(Records from a collection)
'''

PR #3943, opened 2019-07-26
Add test and train times to owtestlearners

### LINKED ISSUE #3784: Running times in Test & Score
It would be nice to see running times of algorithms -- both training and learning.

A particular problem that we had was that we used 10 different learning algorithms and Test & Score was really slow. We wanted to know which to remove.

However, this information is also interesting by itself.

AndrejaKovacic:
##### Issue

Fixes #3784

##### Description of changes
Adds train and test times to owtestlearners

##### Includes
- [X] Code changes
- [ ] Tests
- [ ] Documentation

### DIFF
--- a/Orange/evaluation/testing.py
+++ b/Orange/evaluation/testing.py
@@ -24,7 +24,7 @@ def _identity(x):
 
 def _mp_worker(fold_i, train_data, test_data, learner_i, learner,
                store_models):
-    predicted, probs, model, failed = None, None, None, False
+    predicted, probs, model, failed, train_time, test_time = None, None, None, False, None, None
     try:
         if not train_data or not test_data:
             raise RuntimeError('Test fold is empty')
--- a/Orange/evaluation/testing.py
+++ b/Orange/evaluation/testing.py
@@ -2,6 +2,7 @@
 # pylint: disable=arguments-differ
 from warnings import warn
 from collections import namedtuple
+from time import time
 
 import numpy as np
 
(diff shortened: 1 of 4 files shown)


Orange/evaluation/testing.py
```diff
@@ -22,20 +24,27 @@ def _identity(x):
 
 def _mp_worker(fold_i, train_data, test_data, learner_i, learner,
                store_models):
-    predicted, probs, model, failed = None, None, None, False
+    predicted, probs, model, failed, train_time, test_time = None, None, None, False, None, None
     try:
         if not train_data or not test_data:
             raise RuntimeError('Test fold is empty')
+        # training
+        t0 = time()
```
janezd: This is a bit crude. It can work for now, but it would be much better to measure the actual execution time of the thread, if possible.

AndrejaKovacic: In python 3.7 there is [thread_time](https://docs.python.org/3/library/time.html#time.thread_time), in python 3.6 we have [process_time](https://docs.python.org/3/library/time.html#time.process_time). Do you think the latter will do?

janezd:
If I recall correctly (please check), we currently don't use multiple threads here, so process_time should be OK until we require Python 3.7.

@ales-erjavec, does Qt provide a way to measure time spent in a thread?

ales-erjavec:
> does Qt provide a way to measure time spent in a thread?

None that I can find.

AndrejaKovacic:
I am still using time(), since process_time() returns much too large values and i am not sure why.  Process_time is the sum of system and CPU time, current implementation of the widget offloads the entire computation into a separate thread. Any ideas welcome.

thocevar:
I've tried swapping in process_time instead of time and I get pretty much the same values.

Eventually, we will want to use thread_time. If you have two "test and score" widgets and launch evaluations simultaneously, you will get results that are twice as large. We could try to use thread_time and fall back on time in case the former is not available.

AndrejaKovacic:
Try neural network learner with heart disease dataset, cross validation with 10 folds supposedly lasts more than a minute, according to process_time.

thocevar:
`Process_time` can return values that are larger than the wall-clock returned by `time` if a process consists of several threads running in parallel. Maybe the underlying neural network model offloads some computation to separate threads.

I think that from a user's perspective, `time` is ok as it provides an equivalent of using a stopwatch to measure when does the widget finish. We will also avoid explaining the mysteries of time measurements to users filing bug reports.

'''

= WHAT YOU WILL DO =
Please return all of the entries above, exactly and completely.

= TASK SOLUTION =
PR #3943, opened 2019-07-26
Add test and train times to owtestlearners

### LINKED ISSUE #3784: Running times in Test & Score
It would be nice to see running times of algorithms -- both training and learning.

A particular problem that we had was that we used 10 different learning algorithms and Test & Score was really slow. We wanted to know which to remove.

However, this information is also interesting by itself.

AndrejaKovacic:
##### Issue

Fixes #3784

##### Description of changes
Adds train and test times to owtestlearners

##### Includes
- [X] Code changes
- [ ] Tests
- [ ] Documentation

### DIFF
--- a/Orange/evaluation/testing.py
+++ b/Orange/evaluation/testing.py
@@ -24,7 +24,7 @@ def _identity(x):
 
 def _mp_worker(fold_i, train_data, test_data, learner_i, learner,
                store_models):
-    predicted, probs, model, failed = None, None, None, False
+    predicted, probs, model, failed, train_time, test_time = None, None, None, False, None, None
     try:
         if not train_data or not test_data:
             raise RuntimeError('Test fold is empty')
--- a/Orange/evaluation/testing.py
+++ b/Orange/evaluation/testing.py
@@ -2,6 +2,7 @@
 # pylint: disable=arguments-differ
 from warnings import warn
 from collections import namedtuple
+from time import time
 
 import numpy as np
 
(diff shortened: 1 of 4 files shown)


Orange/evaluation/testing.py
```diff
@@ -22,20 +24,27 @@ def _identity(x):
 
 def _mp_worker(fold_i, train_data, test_data, learner_i, learner,
                store_models):
-    predicted, probs, model, failed = None, None, None, False
+    predicted, probs, model, failed, train_time, test_time = None, None, None, False, None, None
     try:
         if not train_data or not test_data:
             raise RuntimeError('Test fold is empty')
+        # training
+        t0 = time()
```
janezd: This is a bit crude. It can work for now, but it would be much better to measure the actual execution time of the thread, if possible.

AndrejaKovacic: In python 3.7 there is [thread_time](https://docs.python.org/3/library/time.html#time.thread_time), in python 3.6 we have [process_time](https://docs.python.org/3/library/time.html#time.process_time). Do you think the latter will do?

janezd:
If I recall correctly (please check), we currently don't use multiple threads here, so process_time should be OK until we require Python 3.7.

@ales-erjavec, does Qt provide a way to measure time spent in a thread?

ales-erjavec:
> does Qt provide a way to measure time spent in a thread?

None that I can find.

AndrejaKovacic:
I am still using time(), since process_time() returns much too large values and i am not sure why.  Process_time is the sum of system and CPU time, current implementation of the widget offloads the entire computation into a separate thread. Any ideas welcome.

thocevar:
I've tried swapping in process_time instead of time and I get pretty much the same values.

Eventually, we will want to use thread_time. If you have two "test and score" widgets and launch evaluations simultaneously, you will get results that are twice as large. We could try to use thread_time and fall back on time in case the former is not available.

AndrejaKovacic:
Try neural network learner with heart disease dataset, cross validation with 10 folds supposedly lasts more than a minute, according to process_time.

thocevar:
`Process_time` can return values that are larger than the wall-clock returned by `time` if a process consists of several threads running in parallel. Maybe the underlying neural network model offloads some computation to separate threads.

I think that from a user's perspective, `time` is ok as it provides an equivalent of using a stopwatch to measure when does the widget finish. We will also avoid explaining the mysteries of time measurements to users filing bug reports.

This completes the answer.